Few art movements in the modern age are as primarily identified with a single decade as op art is with the 1960s. More than abstract expressionism before it, op art was easily digested by an increasingly consumerist society, and buoyed by countercultural currents ranging from public political protest to personal mind-altering experimentation. Although it didn't preclude images of people or things—as a slew of psychedelic LP jackets attests—op art was notable for taking abstraction to a new plateau, merging color theory and the science of optics with the heightened precision that emerging technologies afforded. A big part of its appeal was that it was fun.
But the movement peaked by 1965, and by the mid-1970s was passe, as the world lumbered toward postmodernist reassessment. In recent years, however, when we're temperamentally poles apart from the go-go 60s, optical art is making a comeback—not as retro, but as a lively extension of past traditions. And in Mark Pease's new show, op is still fun.
A painter, printmaker, photographer, and animator who teaches at the University of Southern Illinois, Pease cites among his influences op art pioneer Bridget Riley, James Turrell and Robert Irwin of the Light and Space movement, and sculptor Olafur Eliasson, whose monumental 2003 installation The Weather Project at London's Tate Modern Pease recalls as "a great environmental op art piece."
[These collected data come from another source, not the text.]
PR #4901, opened 2024-05-24
refactor: bouncer cleanup

j4m1ef0rd:
# Pull Request

Closes: PRO-1382, PRO-785

## Checklist

## Summary

- Renamed `provideLiquidity` -> `depositLiquidity`
- Changed the new swap command to log the deposit address.
- Fixed the use of the chainflip api in the lp api test.
	- Made the observe swap function error if the api becomes disconnected.
- Added a new function `executeWithTimeout` to use instead of `runWithTimeout` that logs the execution time and handles the process exit.
	- Refactored most commands and tests to use the new timeout function.
	- Changed some timeouts that were too large compared to the actual execution time.

### DIFF
--- a/bouncer/commands/get_usdc_balance.ts
+++ b/bouncer/commands/get_usdc_balance.ts
@@ -15,4 +15,5 @@ async function getUsdcBalanceCommand(ethereumAddress: string) {
   console.log(await getErc20Balance('Ethereum', ethereumAddress, contractAddress));
 }
 
-await executeWithTimeout(getUsdcBalanceCommand(process.argv[2] ?? '0'), 5);
+const ethereumAddress = process.argv[2] ?? '0';
+await executeWithTimeout(getUsdcBalanceCommand(ethereumAddress), 5);
--- a/bouncer/commands/get_usdc_balance.ts
+++ b/bouncer/commands/get_usdc_balance.ts
@@ -7,19 +7,12 @@
 // For example: ./commands/get_usdc_balance.ts 0xcf1dc766fc2c62bef0b67a8de666c8e67acf35f6
 // might print: 100.2
 
-import { runWithTimeout, getContractAddress } from '../shared/utils';
+import { executeWithTimeout, getContractAddress } from '../shared/utils';
 import { getErc20Balance } from '../shared/get_erc20_balance';
 
 async function getUsdcBalanceCommand(ethereumAddress: string) {
   const contractAddress = getContractAddress('Ethereum', 'Usdc');
-  const balance = await getErc20Balance('Ethereum', ethereumAddress, contractAddress);
-  console.log(balance);
-  process.exit(0);
+  console.log(await getErc20Balance('Ethereum', ethereumAddress, contractAddress));
 }
 
-const ethereumAddress = process.argv[2] ?? '0';
-
-runWithTimeout(getUsdcBalanceCommand(ethereumAddress), 5000).catch((error) => {
-  console.error(error);
-  process.exit(-1);
-});
+await executeWithTimeout(getUsdcBalanceCommand(process.argv[2] ?? '0'), 5);
--- a/bouncer/commands/upgrade_network.ts
+++ b/bouncer/commands/upgrade_network.ts
@@ -119,4 +119,4 @@ async function main(): Promise<void> {
 }
 
 // Quite a long timeout, as the sequence of try-runtime runs takes some time.
-await executeWithTimeout(main(), 30 * 60 * 1000);
+await executeWithTimeout(main(), 30 * 60);
--- a/bouncer/commands/upgrade_network.ts
+++ b/bouncer/commands/upgrade_network.ts
@@ -29,7 +29,7 @@ import yargs from 'yargs';
 import { hideBin } from 'yargs/helpers';
 
 import { upgradeNetworkGit, upgradeNetworkPrebuilt } from '../shared/upgrade_network';
-import { runWithTimeout } from '../shared/utils';
+import { executeWithTimeout } from '../shared/utils';
 
 async function main(): Promise<void> {
   await yargs(hideBin(process.argv))
@@ -116,14 +116,7 @@ async function main(): Promise<void> {
     )
     .demandCommand(1)
     .help().argv;
-
-  process.exit(0);
 }
 
 // Quite a long timeout, as the sequence of try-runtime runs takes some time.
-runWithTimeout(main(), 30 * 60 * 1000).catch((error) => {
-  console.error('upgrade_network exiting due to error: ', error);
-  if (process.exitCode === 0) {
-    process.exitCode = -1;
-  }
-});
+await executeWithTimeout(main(), 30 * 60 * 1000);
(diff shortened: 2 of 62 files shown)


bouncer/shared/utils.ts
```diff
@@ -344,12 +344,16 @@ export async function observeEvent(
   eventQuery?: EventQuery,
   stopObserveEvent?: () => boolean,
   finalized = false,
+  debug = false,
```
msgmaxim, line 367: I know that you added something similar in a few other places already (e.g. `doPerformSwap`), but I wonder if instead of passing parameters for this we should use and enviornment variable instead (similar to RUST_LOG). Then maybe (in a separate PR) we could write a wrapper around console.log to check that env variable. Wouldn't be too difficult to have different levels as well. Alternatively, we could look into using a third party library for this. The way we do it right now is awkward and inconsistent.

bouncer/shared/lp_api_test.ts
```diff
@@ -70,6 +70,8 @@ async function provideLiquidityAndTestAssetBalances() {
 }
 
 async function testRegisterLiquidityRefundAddress() {
+  await using chainflip = await getChainflipApi();
```
msgmaxim, line 72: Why is this necessary when we have `chainflip` in the global scope?

bouncer/commands/get_usdc_balance.ts
```diff
@@ -7,19 +7,12 @@
...
+  console.log(await getErc20Balance('Ethereum', ethereumAddress, contractAddress));
 }
 
-const ethereumAddress = process.argv[2] ?? '0';
-
-runWithTimeout(getUsdcBalanceCommand(ethereumAddress), 5000).catch((error) => {
-  console.error(error);
-  process.exit(-1);
-});
+await executeWithTimeout(getUsdcBalanceCommand(process.argv[2] ?? '0'), 5);
```
msgmaxim, line 18: IMO the code was more clear with `const ethereumAddress = process.argv[2] ?? '0';` uninlined (otherwise it took me a while to understand what we are reading from command line arguments). Same in other places.

bouncer/shared/utils.ts
kylezs: We could also leverage a lightweight js logging library, which likely does this plus some more potentially useful features

bouncer/shared/lp_api_test.ts
kylezs: When using `await using` I think best not to put in the global scope, as it works like `Drop` in rust. Becomes much harder to reason about when it's in the global scope. So if there is a global usage, we should change that. 

Note that this function is doing something like an Arc.clone() and isn't re-initialising the whole client.

bouncer/commands/get_usdc_balance.ts
martin-chainflip: agreed

bouncer/shared/utils.ts
msgmaxim: That's what I meant by
> Alternatively, we could look into using a third party library for this.

😉

bouncer/shared/lp_api_test.ts
msgmaxim: Ah, I just realised that the global one was deleted. I was mostly saying that it didn't make sense to keep both. Must have looked at my local branch.

bouncer/shared/utils.ts
kylezs: oh lol, missed that completely

kylezs: Created a ticket: https://linear.app/chainflip/issue/PRO-1415/use-a-js-logging-library-in-bouncer

bouncer/commands/get_usdc_balance.ts
msgmaxim: I was suggesting that we uninline all other instances where process.argv was inlined by this PR, not just this particular line @kylezs 🙂

kylezs:
Told @j4m1ef0rd I'd take this over while he's away, but for now have deliberately left it to reduce bouncer changes that aren't directly addressing the flaky issues we've been seeing.

bouncer/shared/utils.ts
j4m1ef0rd: Looks like the function is getting removed in #4958 anyway.

kylezs (approved):

bouncer/shared/utils.ts
kylezs: I'll deal with it in that PR

kylezs:
It looks like this PR introduces some new flakiness, I've only seen the connection issues on this PR. Should investigate this before merging.

j4m1ef0rd:
Seems like the problem is with the connection to the BTC node. The error is happening when the swapping.ts test first tries to connect to the BTC node, no connection?. The false timeout message lead me astray for a while.
What could be causing this? @ahasna
I don't see how anything i did in this PR would affect that.

bouncer/commands/upgrade_network.ts
```diff
@@ -116,14 +116,7 @@ async function main(): Promise<void> {
...
 }
 
 // Quite a long timeout, as the sequence of try-runtime runs takes some time.
-runWithTimeout(main(), 30 * 60 * 1000).catch((error) => {
-  console.error('upgrade_network exiting due to error: ', error);
-  if (process.exitCode === 0) {
-    process.exitCode = -1;
-  }
-});
+await executeWithTimeout(main(), 30 * 60 * 1000);
```
kylezs, line 122: Isn't this off by a factor of 1000 now?

kylezs:
> Seems like the problem is with the connection to the BTC node.

I would first try rebasing not just to resolve conflicts but there have been a couple of changes to localnets recently

bouncer/full_bouncer.sh
```diff
@@ -9,6 +9,7 @@ echo "Running nightly tests 🧪"
 ./tests/rotates_through_btc_swap.ts
 ./tests/btc_utxo_consolidation.ts
 ./tests/rotation_barrier.ts
+./tests/multiple_members_governance.ts
```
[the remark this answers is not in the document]
j4m1ef0rd: I thought it might of been interfering with the boost test, but now i think it was fine. But it still makes sense to me, A test that changes the environment like that should not run at the same time as other tests, so i moved it to full bouncer instead.

bouncer/tests/all_concurrent_tests.ts
```diff
@@ -65,7 +63,6 @@ runWithTimeout(runAllConcurrentTests(), 2000000)
     process.exit(0);
   })
   .catch((error) => {
-    console.error!('All concurrent tests timed out. Exiting.');
```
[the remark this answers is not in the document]
j4m1ef0rd: This error message was logging whenever an error happened, not just a timeout, so it was very misleading. We already print a timeout log message and print the error here otherwise, so this error message was redundant.

bouncer/shared/utils.ts
```diff
@@ -216,6 +216,26 @@ export const runWithTimeout = async <T>(promise: Promise<T>, millis: number): Pr
...
+export async function executeWithTimeout<T>(promise: Promise<T>, seconds: number): Promise<void> {
+  const start = Date.now();
+  await runWithTimeout(promise, seconds * 1000).catch((error) => {
+    console.error(error);
+    process.exit(-1);
+  });
+  const executionTime = (Date.now() - start) / 1000;
+
+  if (executionTime > seconds * 0.9) {
+    console.log(
```
kylezs, line 229: console.warn ?

kylezs (approved):

PR #4912, opened 2024-05-28
fix: more robust governance bouncer test

kylezs:
# Pull Request

## Checklist

## Summary

Possible the GovernanceExecuted is actually picking up the executed of another test, and therefore maybe running the check too early. This just protects against that.

### DIFF
--- a/bouncer/shared/utils.ts
+++ b/bouncer/shared/utils.ts
@@ -429,15 +429,15 @@ export async function observeSwapEvents(
             if ('DepositChannel' in expectedEvent.data.origin) {
               if (
                 Number(expectedEvent.data.origin.DepositChannel.channelId) === channelId &&
-                sourceAsset === (expectedEvent.data.sourceAsset as Asset) &&
-                destAsset === (expectedEvent.data.destinationAsset as Asset) &&
-                swapType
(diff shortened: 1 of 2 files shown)


bouncer/shared/utils.ts
```diff
@@ -977,3 +977,30 @@ export function calculateFeeWithBps(fineAmount: bigint, bps: number): bigint {
...
+          clearInterval(intervalId);
+          reject(new Error('Maximum attempts reached'));
+        }
+      } catch (error) {
+        clearInterval(intervalId);
+        reject(error);
+      }
+    }, pollTime);
+  });
+}
```
acdibble, line 1006: wouldn't bother w/ set interval here honestly:
```suggestion
export async function tryUntilSuccess(
  closure: () => Promise<boolean>,
  pollTime: number,
  maxAttempts: number,
) {
  for (let attempts = 0; attempts < maxAttempts; attempts++) {
    await sleep(pollTime);
    if (await closure()) return;
  }
  
  throw new Error('Maximum attempts reached');
}
```

kylezs: haha yeah, just added that and pushed without seeing this, definitely over complicated (and it didn't work)

albert-llimos (approved):

PR #4796, opened 2024-04-25
chore: Update Solana Infra

albert-llimos:
## Checklist

Please conduct a thorough self-review before opening the PR.

- [x] I am confident that the code works.
- [x] I have updated documentation where appropriate.

## Summary

- Update Solana contracts to the latest with it's corresponding initialization change.
- Update Solana infra with the 1.18 client.
- A bunch of CI updates to to the new Solana client having a symlink that causes issues in Linux.

PR #4916, opened 2024-05-29
fix: add missing debug.log on recreate in localnet/manage.sh

msgmaxim:
# Pull Request

## Checklist

## Summary

I noticed that "recreate" option stopped working on localnets, and realised that the fix I've merged in the past for this (https://github.com/chainflip-io/chainflip-backend/pull/4487) got reverted in https://github.com/chainflip-io/chainflip-backend/pull/4796. I'm assuming this wasn't intentional, but let me know if it was @albert-llimos.

### DIFF
--- a/localnet/manage.sh
+++ b/localnet/manage.sh
@@ -136,6 +136,9 @@ build-localnet() {
     fi
   done
 
+  mkdir -p /tmp/chainflip/
+  touch /tmp/chainflip/debug.log
+
   echo "🪢 Pulling Docker Images"
   docker compose -f localnet/docker-compose.yml -p "chainflip-localnet" pull --quiet >>$DEBUG_OUTPUT_DESTINATION 2>&1
   echo "🔮 Initializing Network"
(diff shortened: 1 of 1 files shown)


localnet/manage.sh
```diff
@@ -136,6 +136,9 @@ build-localnet() {
     fi
   done
 
+  mkdir -p /tmp/chainflip/
+  touch /tmp/chainflip/debug.log
```
kylezs, line 140: We should use the variable we have `$DEBUG_OUTPUT_DESTINATION`

msgmaxim: updated

albert-llimos:
Pretty sure it was @ahasna as part of the debugging. Probably not on purpose but he maybe can confirm.

localnet/manage.sh
```diff
@@ -137,7 +137,7 @@ build-localnet() {
   done
 
   mkdir -p /tmp/chainflip/
```
kylezs, line 139: we should also use the variable we have for this too - if we use the variable below, hardcoding this doesn't make sense

kylezs: CHAINFLIP_BASE_PATH="/tmp/chainflip"

msgmaxim: updated

kylezs (approved):

PR #4919, opened 2024-05-29
feat: add monitoring RPCs

marcellorigotti:
# Pull Request

Closes: PRO-1274

## Checklist

## Summary

Added a new list of RPCs which will be used for monitoring purposes such that if something is going to change in the state-chain it is not breaking the compatibility with our monitoring system

### DIFF
--- a/state-chain/custom-rpc/src/lib.rs
+++ b/state-chain/custom-rpc/src/lib.rs
@@ -29,7 +29,7 @@ use pallet_cf_swapping::SwapLegInfo;
 use sc_client_api::{BlockchainEvents, HeaderBackend};
 use serde::{Deserialize, Serialize};
 use sp_api::ApiError;
-use sp_core::{bounded_vec::BoundedVec, ConstU32, U256};
+use sp_core::U256;
 use sp_runtime::{
 	traits::{Block as BlockT, Header as HeaderT, UniqueSaturatedInto},
 	Permill,
@@ -37,12 +37,14 @@ use sp_runtime::{
 use state_chain_runtime::{
 	chainflip::{BlockUpdate, Offence},
 	constants::common::TX_FEE_MULTIPLIER,
+	monitoring_apis::{
+		AuthoritiesInfo, BtcUtxos, EpochState, ExternalChainsBlockHeight, FeeImbalance, FlipSupply,
+		LastRuntimeUpgradeInfo, MonitoringData, OpenDepositChannels, PendingBroadcasts,
+		PendingTssCeremonies, RedemptionsInfo,
+	},
 	runtime_apis::{
-		AuthoritiesInfo, BoostPoolDepth, BoostPoolDetails, BrokerInfo, BtcUtxos, CustomRuntimeApi,
-		DispatchErrorWithMessage, EpochState, EventFilter, ExternalChainsBlockHeight,
-		FailingWitnessValidators, FeeImbalance, FlipSupply, LastRuntimeUpgradeInfo,
-		LiquidityProviderInfo, MonitoringData, MonitoringRuntimeApi, OpenDepositChannels,
-		PendingBroadcasts, PendingTssCeremonies, RedemptionsInfo, ValidatorInfo,
+		BoostPoolDepth, BoostPoolDetails, BrokerInfo, CustomRuntimeApi, DispatchErrorWithMessage,
+		EventFilter, FailingWitnessValidators, LiquidityProviderInfo, ValidatorInfo,
 	},
 	NetworkFee,
 };
@@ -51,7 +53,7 @@ use std::{
 	marker::PhantomData,
 	sync::Arc,
 };
-
+pub mod monitoring;
 mod type_decoder;
 
 #[derive(Serialize, Deserialize)]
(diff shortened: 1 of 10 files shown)


state-chain/pallets/cf-validator/src/lib.rs
```diff
@@ -84,7 +85,18 @@ pub enum RotationPhase<T: Config> {
 	NewKeysActivated(RuntimeRotationState<T>),
 	SessionRotating(Vec<ValidatorIdOf<T>>, <T as Chainflip>::Amount),
 }
-
+impl<T: pallet::Config> Display for RotationPhase<T> {
```
dandanlen, line 88: Better to make this std-gated and use core::fmt instead of importing via scale.

```suggestion
#[cfg(feature = std)]
impl<T: pallet::Config> core::fmt::Display for RotationPhase<T> {
	fn fmt(&self, f: &mut core::fmt::Formatter) -> core::fmt::Result {
	//...
	}
}
```

state-chain/custom-rpc/src/lib.rs
```diff
@@ -1744,6 +1851,212 @@ where
...
+			.cf_authorities(self.unwrap_or_best(at))
+			.map_err(to_rpc_error)
+	}
+	fn cf_external_chains_block_height(
+		&self,
+		at: Option<state_chain_runtime::Hash>,
+	) -> RpcResult<ExternalChainsBlockHeight> {
+		self.client
+			.runtime_api()
+			.cf_external_chains_block_height(self.unwrap_or_best(at))
```
dandanlen, line 1936: Most of these methods are just passed through to the runtime api.

We could write a simple macro that reduces the repetition here. 

Not sure about the exact syntax but something like this:

```rust
macro_rules! pass_through {
	$( $name:ident -> $result_type:ty ),+
} {
	$(
		fn $name(&self, at: Option<state_chain_runtime::Hash>) -> RpcResult<$result_type> {
			self.client
				.runtime_api()
				.$name(self.unwrap_or_best(at))
				.map_err(to_rpc_error)
		}
	)+
}
```

Would let us write this for all of the simple cases: 

```
pass_through! {
	cf_authorities -> AuthoritiesInfo,
	cf_external_chains_block_height -> ExternalChainsBlockHeight,
	// ...
}
```

dandanlen (commented):
Looking good, just some refactoring suggestions.

I would also move the monitoring-specific code into dedicated modules/files just because the main custom-rpc/lib file is getting a bit unwieldly. Same for the decl_runtime and ideally the impl_runtime (if possible - not sure the macros support it). It would be nice to start keeping the individual modules separate instead of lumping everything in the same file. 

I want to take a closer look at the individual metrics, will do so next week.

dandanlen (approved):

state-chain/runtime/src/lib.rs
```diff
@@ -1870,6 +1876,166 @@ impl_runtime_apis! {
...
+			}
+		}
+		fn cf_pending_tss_ceremonies() -> PendingTssCeremonies {
+			PendingTssCeremonies {
+				evm: pallet_cf_threshold_signature::PendingCeremonies::<Runtime, EvmInstance>::iter().collect::<Vec<_>>().len() as u32,
+				bitcoin: pallet_cf_threshold_signature::PendingCeremonies::<Runtime, BitcoinInstance>::iter().collect::<Vec<_>>().len() as u32,
+				polkadot: pallet_cf_threshold_signature::PendingCeremonies::<Runtime, PolkadotInstance>::iter().collect::<Vec<_>>().len() as u32,
+			}
+		}
+		fn cf_pending_swaps() -> u32 {
```
dandanlen, line 1970: nit: could be cf_pending_swap_count

state-chain/runtime/src/lib.rs
```diff
@@ -1870,6 +1876,166 @@ impl_runtime_apis! {
...
+			let swaps: Vec<_> = pallet_cf_swapping::SwapQueue::<Runtime>::iter().collect();
+			swaps.iter().fold(0u32, |acc, elem| acc + elem.1.len() as u32)
+		}
+		fn cf_open_deposit_channels() -> OpenDepositChannels {
```
dandanlen, line 1974: Same - could be cf_open_deposit_channels_count

state-chain/runtime/src/lib.rs
```diff
@@ -1870,6 +1876,166 @@ impl_runtime_apis! {
...
+				arbitrum: arb_channels,
+			}
+		}
+		fn cf_fee_imbalance() -> FeeImbalance {
+			let eth = pallet_cf_ingress_egress::WithheldTransactionFees::<Runtime, EthereumInstance>::iter().fold(0, |acc, elem| acc+ elem.1) -
+				pallet_cf_broadcast::TransactionFeeDeficit::<Runtime, EthereumInstance>::iter().fold(0, |acc, elem| acc + elem.1);
+			let dot = pallet_cf_ingress_egress::WithheldTransactionFees::<Runtime, PolkadotInstance>::iter().fold(0, |acc, elem| acc+ elem.1) -
+				pallet_cf_broadcast::TransactionFeeDeficit::<Runtime, PolkadotInstance>::iter().fold(0, |acc, elem| acc + elem.1);
+			let btc = pallet_cf_ingress_egress::WithheldTransactionFees::<Runtime, BitcoinInstance>::iter().fold(0, |acc, elem| acc+ elem.1) -
+				pallet_cf_broadcast::TransactionFeeDeficit::<Runtime, BitcoinInstance>::iter().fold(0, |acc, elem| acc + elem.1);
```
dandanlen, line 1993: Does this make sense for bitcoin?

marcellorigotti: Oh yeah forgot for btc doesn't work, removed!

PR #4925, opened 2024-05-31
chore: log chainflip header in runner rather than in dylib

kylezs:
# Pull Request

## Checklist

## Summary

This would log inside the dylib, which is strange when an upgrade occurs and it's handed over to the new dylib, as this would print again. This PR just prints it on binary startup, rather than dylib startup.

### DIFF
--- a/engine-runner-bin/src/main.rs
+++ b/engine-runner-bin/src/main.rs
@@ -31,6 +31,17 @@ mod new {
 // 4. If this new version completes, then we're done. The engine should be upgraded before this is
 //    the case.
 fn main() -> anyhow::Result<()> {
+	println!(
+		"
+		 ██████╗██╗  ██╗ █████╗ ██╗███╗   ██╗███████╗██╗     ██╗██████╗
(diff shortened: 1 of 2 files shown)


AlastairHolmes:
But I'm not sure this is a problem. Also this removes the log from the node.

kylezs:
>  Also this removes the log from the node.

`print_start_and_end` is only called in the engine.

Yeah, wouldn't say it's a problem. But it makes more sense to me to have it log when the binary is started and not when the inner dylibs start (which is more an implementation detail).

AlastairHolmes:
> >  Also this removes the log from the node.
> 
> `print_start_and_end` is only called in the engine though?
> 
> Yeah, wouldn't say it's a problem. But it makes more sense to me to have it log when the binary is started and not when the inner dylibs start (which is more an implementation detail).

Guess someone removed it from the node, not sure why though Ill have a look

martin-chainflip (approved):

AlastairHolmes:
I guess I just disagree with this change.

kylezs:
not a strong opinion tbh - will close to clear up some github space.

PR #5135, opened 2024-08-08
fix: use encoded address for refund_address in events

dandanlen:
# Pull Request

Closes: PRO-1553

## Checklist

Please conduct a thorough self-review before opening the PR.

- [ ] I am confident that the code works. (Waiting for tests to pass)
- [x] I have written sufficient tests. (updated existing tests)
- [x] I have written and tested required migrations. (none require)
- [x] I have updated documentation where appropriate. (nothing required afaict)

## Summary

*Please include a succinct description of the purpose and content of the PR. What problem does it solve, and how? Link issues, discussions, other PRs, and anything else that will help the reviewer.*

See Linear description.

Changes are potentially engine-breaking (event update) which is why it would be good to include this in 1.5.1

PR #5138, opened 2024-08-09
fix: use encoded addresses in refund params for events

dandanlen:
Cherry pick of changes from #5135


kylezs (approved):

dandanlen:
Fixed compiler issues / clippy.

PR #5140, opened 2024-08-12
Feat: Solana gas tweaks

albert-llimos:
# Pull Request

Closes: PRO-1501

## Checklist

## Summary

- Set maximum CU per CCM transfer to 600k instead of 1.4M to avoid huge transactions which are less likely to be included by the leaders.
- Set a minimum of 1 priority fee (1 microlamport / CU), even if the median reported fee is zero. The cost of that priority fee will be negligible while it increases significantly the chances of being included.

### DIFF
--- a/state-chain/chains/src/sol.rs
+++ b/state-chain/chains/src/sol.rs
@@ -148,7 +148,7 @@ pub mod compute_units_costs {
 	pub const COMPUTE_UNITS_PER_ROTATION: SolComputeLimit = 8_000u32;
 	pub const COMPUTE_UNITS_PER_SET_GOV_KEY: SolComputeLimit = 15_000u32;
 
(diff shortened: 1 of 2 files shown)


syan095:
Sorry for hijacking the PR. I've renamed `calculate_ccm_gas_limit` function so it's clearer that it's only used for CCM functions.

syan095 (approved):
LGMT!

syan095:
1 question - we set the minimum "priority" fee to 1 - should we set this a bit higher?

albert-llimos:
> 1 question - we set the minimum "priority" fee to 1 - should we set this a bit higher?

While setting it to one (microlamports/CU) looks and is very low, in normal conditions (not high congestion) of the network a priority fee of 1 should be enough. However, since we're really interested in inclusion and that amount is still very small it's reasonable to raise it to 10 for now. I'll do that.

PR #5143, opened 2024-08-13
chore: benchmarking for Solana durable nonce recoveries

syan095:
# Pull Request

Closes: PRO-1556

## Checklist

## Summary

Added Benchmarking for the Solana Durable nonce recovery extrinsics


state-chain/pallets/cf-environment/src/lib.rs
```diff
@@ -483,7 +483,9 @@ pub mod pallet {
 		/// - [NonceAccountNotBeingUsed](Error::NonceAccountNotBeingUsedOrDoesNotExist)
 		/// - [NonceHashNotSuppliedWhereRequired](Error::NonceAccountNotBeingUsedOrDoesNotExist)
 		#[pallet::call_index(8)]
-		#[pallet::weight(Weight::zero())]
+		// This weight is not strictly correct but since it's a governance call, weight is
+		// irrelevant.
+		#[pallet::weight(T::WeightInfo::force_recover_sol_nonce())]
```
dandanlen, line 488:
```suggestion
		#[pallet::weight(T::WeightInfo::force_recover_sol_nonce())]
```

nit: I don't think this comment is necessary / applicable here. Whether the benchmark is correct or not depends on the implementation. If we are making any tradeoffs, they should be noted there.

dandanlen (approved):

In his new work Pease eschews the retinal vibration effects associated with early op art's hothouse colors and undulations in favor of a cool, creamy palette, and lines and forms meticulously generated through computer stencils of his hand-sketched patterns. The circular shapes of his silk-screen-on-paper print series Disk Variations II echo early op art's recurring motif of the eye as the door to perception. But rather than disorient the viewer by throwing into question what one beholds, these prints—with their concentric circles and pie-wedge shapes, evoking early TV test signals—are, if not soothing, pleasing in their symmetry and harmony. They work because they operate on a visceral level, resisting narrative interpretation.
The same can be said of Pease's series of paintings Climb Into Space, where he addresses his preoccupations on a larger scale. These works, spray-painted acrylic on nylon, employ rectilinear shapes of banded lines that here and there taper off into slight folds. The results are like watching ribbons unfurling, or waterfalls. Grouped snugly along the wood-paneled walls of Las Manos's latest home, a smaller but better space than its old Clark Street location, the paintings provide an immersive experience that rewards repeat viewing.
Rounding out the show is one representational work, Galleria, a 25-minute CGI animation from 2012. A single-take bird's-eye view of a shopping mall, devoid of people but dotted with recognizable retailer names, it fits with the other works only as regards Pease's fascination with color gradations.